I'm with the two of you. Why should she benefit in the case of your death?

Who was going to be the benificiary of her policy?

C
_Posted via Mobile Device_


----------



## Married but Happy (Aug 13, 2013)

In my case, my child became the beneficiary via a trust until he was 18, after which I could do whatever I wanted. I also owned my wife's policy, and she owned mine, so we reassigned ownership so we'd control our own policies and premium payments thereafter.


----------



## SpinDaddy (Nov 12, 2012)

This is going to be a question for your lawyer (tax and financial planner as well perhaps) and if you don’t have one, stop – go no further until you do.

What should happen here is going to depend on the terms of the settlement and the jurisdiction you are in. Being that you list yourself as from a community property state, the arrangement they’ve proposed does sound curious.

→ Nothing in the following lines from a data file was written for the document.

PR #1352, opened 2020-10-30
infer goroot from install list when get repository is empty

namtzigla:
Ref:  https://github.com/thought-machine/please/commit/b76da168a0bb36600dc55818c0349bf2e2c283c8 

This patch will allow this type of go_get pattern where we will download a lib only once but we will split the installation into multiple go_get modules: 
```
go_get(
    name = "genproto",
    get = "google.golang.org/genproto",
    install = [
        "protobuf/...",
    ],
    repo = "github.com/google/go-genproto",
    revision = "8ce4113da6f7a70fe564ce27f8fd9f6149b76120",
    deps = [
        "//third_party/go/google.golang.org:protobuf",
        "//third_party/go/github.com/golang:protobuf",
    ],
)

go_get(
    name = "rpc",
    get = [],
    install = [
        "google.golang.org/genproto/googleapis/rpc/...",
    ],
    deps = [
        ":genproto",
    ],
)
```
This was previously worked only for binaries. 
The drawback is the install rule uses first install statement as getroot so it must be the most comprehensive one

### DIFF
--- a/rules/go_rules.build_defs
+++ b/rules/go_rules.build_defs
@@ -933,10 +933,8 @@ def go_get(name:str, get:str|list, repo:str='', deps:list=[], exported_deps:list
     if srcs == [] and isinstance(get, list) and get == [] and install != [] and binary == False:
         # we are going to infer the getroot name from the 1st install dependency
         getroot = install[0][:-4] if install[0].endswith('/...') else install[0]
-        if len(install) == 1 and not install[0].endswith('/...'):
-            outs += [getroot + ".a"]
-        else:
-            outs += [getroot]
+        # NOTE: for this case in the install list I'm expecting full package names 
+        outs += [i[:-4] if i.endswith('/...') else i+".a" for i in install]
         provides = {'go': go_rule} # I can't find the sources 
 
     # Now compile it in a separate step.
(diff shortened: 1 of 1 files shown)


rules/go_rules.build_defs
```diff
@@ -928,6 +929,14 @@ def go_get(name:str, get:str|list, repo:str='', deps:list=[], exported_deps:list
         else:
             all_installs += [getone]
 
+    # in case of installing packages using other package sources 
+    if srcs == [] and isinstance(get, list) and get == [] and install != [] and binary == False:
```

But there are a lot of factors that may or may not support such an arrangement.

A trust is not an extraordinary approach, it will come with certain additional costs (management fees), but it may be the better or only way to assure that the best interest of the children are looked after in the event of your untimely death and that your financial obligations there are provided for.


----------



## tulsy (Nov 30, 2012)

If you were to die before they are 18, she wouldn't be getting your child support so she actually would need the life insurance.

I went through the same thing with my ex-wife. I really didn't want her profiting from my death, but at the same time, I know that child support would end if I died. 

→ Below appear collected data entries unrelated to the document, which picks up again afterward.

PR #1365, opened 2020-11-06
go_get: don't overcompute outputs when multiple gets/installs are defined

### LINKED ISSUE #1362: go_get overstates which packages to install in multi-get mode
`go_get` computes the list of packages that should be `go install`ed to be the Cartesian product of the values of the `get` and `install` parameters. This is problematic when `get` is a list:

```
go_get(
    name = "test",
    get = [
        "github.com/a/b",
        "github.com/c/d",
    ],
    install = [
        "github.com/a/b/pkg1",
        "github.com/a/b/pkg2",
        "github.com/c/d/pkg3",
        "github.com/c/d/pkg4",
    ],
    # ...
)
```

This passes the following list of packages to `go install`, which naturally fails since some of them are bogus:

```sh
github.com/a/b/pkg1
github.com/a/b/pkg2
github.com/a/b/github.com/c/d/pkg3  # non-existent
github.com/a/b/github.com/c/d/pkg4  # non-existent
github.com/c/d/github.com/a/b/pkg1  # non-existent
github.com/c/d/github.com/a/b/pkg2  # non-existent
github.com/c/d/pkg3
github.com/c/d/pkg4
```

chrisnovakovic:
When a `go_get` target defines multiple gets and installs, only add a particular get/install combination to `OUTS` (and the list of packages to pass to `go install`) if the install path is equal to or a subdirectory of the get path.

Closes #1362.

### DIFF
--- a/rules/go_rules.build_defs
+++ b/rules/go_rules.build_defs
@@ -908,6 +908,17 @@ def go_get(name:str, get:str|list, repo:str='', deps:list=[], exported_deps:list
     get_roots = []
     provides = {}
     srcs = []
+
+    # True if multiple gets and installs were specified, False otherwise
+    multi_get_install = len(get) > 1 and isinstance(install, list) and len(install) != 0
+
+    # Returns the element in "get" that contains the given package, or None if none of them do
+    def get_for_install(pkg):
+        for g in get:
+            if pkg == g or (pkg + "/").startswith(g + "/"):
+                return g
+        return None
+
     for getone, revision, tag, module_major_version in zip(get, revision, tags, module_major_version):
         get_rule, getroot = _go_get_download(
             name = name,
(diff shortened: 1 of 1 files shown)


chrisnovakovic:
A side-effect of this is that the following target will fail to install anything (whereas it would install `<get>/pkg1` and `<get>/pkg2` if only one `get` were defined):

```
go_get(
    name = "test",
    get = [
        "github.com/a/b",
        "github.com/c/d",
    ],
    install = [
        "pkg1",  # github.com/a/b/pkg1
        "pkg2",  # github.com/c/d/pkg2
    ],
)
```

although I'm not convinced that's worse than trying to install the Cartesian product of `get` and `install`, which is always guaranteed to fail.

If the plan for Please v16 is to require the dict form of `install` to be used when more than one `get` is listed, this can be removed as part of that.

Tatskaari:
Let's merge this in v16. I've worked around this issue for v15.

I don't pay for the policy anymore, she does. I'm too busy living my life to give a chit.


----------



## unbelievable (Aug 20, 2010)

I try to avoid giving women financial incentives for seeing me dead. I can give them enough reasons without throwing money into the mix.


----------



## happy as a clam (Jan 5, 2014)

Anyway, in my state (Ohio) the spouse as beneficiary is *automatically* revoked (next of kin such as children become beneficiaries regardless of who is named) once the divorce is final. Obviously the courts here realize that it's not a good idea to leave your ex-spouse as a beneficiary.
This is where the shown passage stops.